Imported wine currently accounts for around 25 percent of the Chinese market, industry analysts said.
The nation imported 200 million liters of wine in the first half of the year, up 12 percent year-on-year, with a value of $1.1 billion, up 24.1 percent, according to www.haiguan.info.
Wang Zuming, secretary-general of the wine branch of the China Alcoholic Drinks Association, said the rivalry between imported wine and domestic brands has never been so intense.
France, Spain, Chile, Australia and Italy are the major sources of China's wine imports, accounting for 82 percent of the total.
Between 2006 and 2010, wine imports grew from 114 million liters to 283 million liters, up 65 percent.
Zhang Zhigang, an analyst at Rising Securities, said domestic brands face challenges from foreign wine brands in terms of price and distribution.
Imported wines in China previously occupied the high end of the market but can now be found on the shelves of local supermarkets after their prices were lowered due to the global economic slowdown, posing a major challenge to domestic brands.

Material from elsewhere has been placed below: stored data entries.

PR #1681, opened 2026-08-24
[PERF] Avoid materializing not-equal pairs for keep first or last

### LINKED ISSUE #1651: [PERF] Avoid materializing all != matches for keep first/last
## Brief description

Optimize `conditional_join` with a `!=` predicate and `keep="first"` or
`keep="last"` so it does not materialize nearly every matching pair before
discarding all but one match per left row.

The current `_not_equal_indices` implementation constructs the `<` and `>`
pair arrays, adds null-related pairs, concatenates them, and only then calls
`_keep_output`.

## ELI5

If we only need the first different item, we should stop as soon as we know
which item that is. The current code writes down every different item and then
throws away all but the first or last one.

## Proposed direction

Investigate an O(n + m) or O((n + m) log m) selector that finds the earliest or
latest right position whose value is not equal to each left value. One possible
approach is to track the first/last positions of the first two distinct right
values, with dedicated handling for nulls.

The algorithm must preserve output ordering and the project's existing null
semantics. In particular, `pd.NA` and `np.nan` do not necessarily behave the
same way for inequality.

`keep="all"` is not the target: its output can genuinely contain nearly every
pair and therefore cannot avoid output-proportional work.

## Acceptance criteria

- `keep="first"` and `keep="last"` avoid constructing all matching pairs.
- Results match the current implementation for sorted and unsorted right
  inputs, duplicate values, one or many distinct values, empty inputs, all-null
  inputs, nullable extension dtypes, and floating `NaN`.
- Match ordering remains unchanged.
- Benchmarks cover low- and high-cardinality data at several sizes and show an
  end-to-end improvement.
- `keep="all"` behavior remains unchanged unless separately justified.
- The core algorithm has an ELI5 comment.
- The changelog entry includes this issue number, the implementing PR number
This should not be folded into #1641; it is a specialized output-selection
algorithm with a sensitive null contract.

tunglambk:
## PR Description

- select the first or last unequal right row from at most two candidates instead of materializing every unequal pair
- preserve the existing materialized-path ordering and null semantics
- cover duplicates, sorted and unsorted inputs, single-value inputs, nullable integers, datetimes, floating NaN, all-null data, and empty inputs

## ELI5

For any left value, the first different right value is either the first right value or, if those are equal, the first value different from it. The same rule works backwards for `keep="last"`, so the join only needs two candidates rather than a nearly Cartesian list of pairs.

## Performance

End-to-end timings for 2,000 left and 2,000 right rows (best of three runs):

| Cardinality | Keep | Before | After | Speedup |
| ---: | --- | ---: | ---: | ---: |
| 2 | first | 47.252 ms | 3.541 ms | 13.3x |
| 2 | last | 50.935 ms | 3.529 ms | 14.4x |
| 2,000 | first | 87.863 ms | 3.451 ms | 25.5x |
| 2,000 | last | 83.081 ms | 3.441 ms | 24.1x |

Given Chinese consumers' relative lack of awareness of foreign brands, their profit margins can be a lot higher than local brands, Zhang added. He predicted that imported brands will eventually account for around half of the Chinese market.
The impact of imported wines will be felt by the industry for at least three to five years, according to a report from China Merchants Securities. The report said China's wine imports have grown at an annual rate of 50 percent in recent years.